It's constantly turning what should be 50 LOC patch of a single prompt into 30 minute exploration that is totally not worth it. Often wrong even.
I trialed it on some rather simple stuff - backfill redis dedupe cache when the hash function changed: instead of running new hash func on every db value to expand the cache it implemented some overly-complex cache update that tried to guess hashing func version of each cached value and recalculate only the old hashes. I can imagine in some context this would make sense maybe? but not 30 minutes of token burn that got replaced by 10 lines for loop by me.
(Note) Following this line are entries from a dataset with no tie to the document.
PR #3320, opened 2024-01-25
Move the query manipulation to parseQuery

greggman:
I think this is ok. Checked dawn.node and standalone. I'm not sure why I didn't put it here first.


src/common/internal/query/parseQuery.ts
```diff
@@ -17,12 +17,49 @@ import {
...
+  return queryOrPath.endsWith('.spec.ts') &&
+    (queryOrPath.includes('/') || queryOrPath.includes('\\'))
+    ? convertPathToQuery(queryOrPath)
+    : queryOrPath;
+}
+
+/**
+ * Convert long suite names (the part before the first colon) to the
+ * shortest last word
+ *    foo.bar.moo:test/subtest/foo -> moo:test/subtest/foo
```
kainino0x, line 47: nit:
```suggestion
 *    foo.bar.moo:test,subtest,foo -> moo:test,subtest,foo
```

kainino0x (approved):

I fear that this is generally bad news for programming. LLM tech is clearly running into a diminishing returns wall on intelligence but a response to that is to just make them more relentless which is a pretty poor solution for everyone involved, except I guess people who sell the tokens and people who can afford these tokens to scan for 0-days.
I see two problems with LLMs & agents which wont be fixed possibly forever.
1) They dont have causal models. What they can do only is trial-and-error exploration which works quite well for many problems. But many other problems require a causal model.
2) Prompts lack precision, and programming languages and machine models were invented to solve this problem. English is great, but it is not a programming language.
They’ve been doing a lot of strategic introduction and manipulation in the run up to the IPO, and it’s worked in that regard.
It was actually pretty maddening as what should have taken a minute or two tops took like 10 because it went down this route.
I'm gonna try something much more complex later, but for simple things, it felt like driving a corvette to the mailbox.